Directions: Return the whole listing, keeping every character the same.

------ Record excerpts ------

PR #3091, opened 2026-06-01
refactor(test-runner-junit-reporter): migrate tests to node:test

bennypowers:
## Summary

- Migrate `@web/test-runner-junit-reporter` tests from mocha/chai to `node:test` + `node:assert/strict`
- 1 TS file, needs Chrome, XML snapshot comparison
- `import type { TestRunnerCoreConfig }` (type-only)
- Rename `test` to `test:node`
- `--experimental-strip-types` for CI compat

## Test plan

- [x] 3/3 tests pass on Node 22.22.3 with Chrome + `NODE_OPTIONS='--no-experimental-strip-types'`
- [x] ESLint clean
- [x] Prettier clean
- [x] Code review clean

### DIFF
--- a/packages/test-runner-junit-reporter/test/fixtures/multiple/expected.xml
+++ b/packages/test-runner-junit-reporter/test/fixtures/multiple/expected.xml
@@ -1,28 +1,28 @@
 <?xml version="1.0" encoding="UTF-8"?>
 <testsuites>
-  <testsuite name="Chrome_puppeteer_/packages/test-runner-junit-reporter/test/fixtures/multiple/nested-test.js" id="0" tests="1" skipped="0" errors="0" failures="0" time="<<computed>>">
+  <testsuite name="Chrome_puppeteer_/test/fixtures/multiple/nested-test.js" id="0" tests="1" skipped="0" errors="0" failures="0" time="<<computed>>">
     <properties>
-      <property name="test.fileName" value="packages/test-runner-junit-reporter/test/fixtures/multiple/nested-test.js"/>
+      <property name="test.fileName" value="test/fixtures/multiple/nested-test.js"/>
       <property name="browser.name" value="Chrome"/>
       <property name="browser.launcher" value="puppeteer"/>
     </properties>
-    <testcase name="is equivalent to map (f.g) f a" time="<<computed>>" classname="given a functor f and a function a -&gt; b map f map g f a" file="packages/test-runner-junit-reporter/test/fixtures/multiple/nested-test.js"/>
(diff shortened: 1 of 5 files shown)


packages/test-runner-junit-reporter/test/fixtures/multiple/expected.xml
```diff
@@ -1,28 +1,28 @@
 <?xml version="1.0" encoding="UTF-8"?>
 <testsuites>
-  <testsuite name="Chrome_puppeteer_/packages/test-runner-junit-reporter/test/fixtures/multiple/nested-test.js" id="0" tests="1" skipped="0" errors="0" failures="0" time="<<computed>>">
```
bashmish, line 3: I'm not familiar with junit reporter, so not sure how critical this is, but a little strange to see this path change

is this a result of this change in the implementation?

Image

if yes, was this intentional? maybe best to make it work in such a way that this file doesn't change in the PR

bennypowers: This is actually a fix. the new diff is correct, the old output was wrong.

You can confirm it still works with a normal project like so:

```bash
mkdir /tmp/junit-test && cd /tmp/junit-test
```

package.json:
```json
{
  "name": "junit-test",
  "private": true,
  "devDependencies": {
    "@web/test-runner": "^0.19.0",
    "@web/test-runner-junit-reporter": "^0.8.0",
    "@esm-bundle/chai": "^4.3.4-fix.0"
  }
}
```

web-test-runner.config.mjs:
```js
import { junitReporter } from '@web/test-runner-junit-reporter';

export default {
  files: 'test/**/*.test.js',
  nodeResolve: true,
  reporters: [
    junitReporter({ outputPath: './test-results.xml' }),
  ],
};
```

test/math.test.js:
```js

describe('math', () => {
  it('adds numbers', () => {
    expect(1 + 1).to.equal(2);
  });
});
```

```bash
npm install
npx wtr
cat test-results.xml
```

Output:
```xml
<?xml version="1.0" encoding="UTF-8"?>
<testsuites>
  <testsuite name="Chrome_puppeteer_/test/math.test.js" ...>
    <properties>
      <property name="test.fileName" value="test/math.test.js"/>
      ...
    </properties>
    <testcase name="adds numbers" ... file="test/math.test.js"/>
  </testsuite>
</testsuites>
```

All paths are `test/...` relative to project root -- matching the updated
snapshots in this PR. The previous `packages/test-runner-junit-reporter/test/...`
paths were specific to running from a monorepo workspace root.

------

Answer space:
PR #3091, opened 2026-06-01
refactor(test-runner-junit-reporter): migrate tests to node:test

bennypowers:
## Summary

- Migrate `@web/test-runner-junit-reporter` tests from mocha/chai to `node:test` + `node:assert/strict`
- 1 TS file, needs Chrome, XML snapshot comparison
- `import type { TestRunnerCoreConfig }` (type-only)
- Rename `test` to `test:node`
- `--experimental-strip-types` for CI compat

## Test plan

- [x] 3/3 tests pass on Node 22.22.3 with Chrome + `NODE_OPTIONS='--no-experimental-strip-types'`
- [x] ESLint clean
- [x] Prettier clean
- [x] Code review clean

### DIFF
--- a/packages/test-runner-junit-reporter/test/fixtures/multiple/expected.xml
+++ b/packages/test-runner-junit-reporter/test/fixtures/multiple/expected.xml
@@ -1,28 +1,28 @@
 <?xml version="1.0" encoding="UTF-8"?>
 <testsuites>
-  <testsuite name="Chrome_puppeteer_/packages/test-runner-junit-reporter/test/fixtures/multiple/nested-test.js" id="0" tests="1" skipped="0" errors="0" failures="0" time="<<computed>>">
+  <testsuite name="Chrome_puppeteer_/test/fixtures/multiple/nested-test.js" id="0" tests="1" skipped="0" errors="0" failures="0" time="<<computed>>">
     <properties>
-      <property name="test.fileName" value="packages/test-runner-junit-reporter/test/fixtures/multiple/nested-test.js"/>
+      <property name="test.fileName" value="test/fixtures/multiple/nested-test.js"/>
       <property name="browser.name" value="Chrome"/>
       <property name="browser.launcher" value="puppeteer"/>
     </properties>
-    <testcase name="is equivalent to map (f.g) f a" time="<<computed>>" classname="given a functor f and a function a -&gt; b map f map g f a" file="packages/test-runner-junit-reporter/test/fixtures/multiple/nested-test.js"/>
(diff shortened: 1 of 5 files shown)


packages/test-runner-junit-reporter/test/fixtures/multiple/expected.xml
```diff
@@ -1,28 +1,28 @@
 <?xml version="1.0" encoding="UTF-8"?>
 <testsuites>
-  <testsuite name="Chrome_puppeteer_/packages/test-runner-junit-reporter/test/fixtures/multiple/nested-test.js" id="0" tests="1" skipped="0" errors="0" failures="0" time="<<computed>>">
```
bashmish, line 3: I'm not familiar with junit reporter, so not sure how critical this is, but a little strange to see this path change

is this a result of this change in the implementation?

Image

if yes, was this intentional? maybe best to make it work in such a way that this file doesn't change in the PR

bennypowers: This is actually a fix. the new diff is correct, the old output was wrong.

You can confirm it still works with a normal project like so:

```bash
mkdir /tmp/junit-test && cd /tmp/junit-test
```

package.json:
```json
{
  "name": "junit-test",
  "private": true,
  "devDependencies": {
    "@web/test-runner": "^0.19.0",
    "@web/test-runner-junit-reporter": "^0.8.0",
    "@esm-bundle/chai": "^4.3.4-fix.0"
  }
}
```

web-test-runner.config.mjs:
```js
import { junitReporter } from '@web/test-runner-junit-reporter';

export default {
  files: 'test/**/*.test.js',
  nodeResolve: true,
  reporters: [
    junitReporter({ outputPath: './test-results.xml' }),
  ],
};
```

test/math.test.js:
```js

describe('math', () => {
  it('adds numbers', () => {
    expect(1 + 1).to.equal(2);
  });
});
```

```bash
npm install
npx wtr
cat test-results.xml
```

Output:
```xml
<?xml version="1.0" encoding="UTF-8"?>
<testsuites>
  <testsuite name="Chrome_puppeteer_/test/math.test.js" ...>
    <properties>
      <property name="test.fileName" value="test/math.test.js"/>
      ...
    </properties>
    <testcase name="adds numbers" ... file="test/math.test.js"/>
  </testsuite>
</testsuites>
```

All paths are `test/...` relative to project root -- matching the updated
snapshots in this PR. The previous `packages/test-runner-junit-reporter/test/...`
paths were specific to running from a monorepo workspace root.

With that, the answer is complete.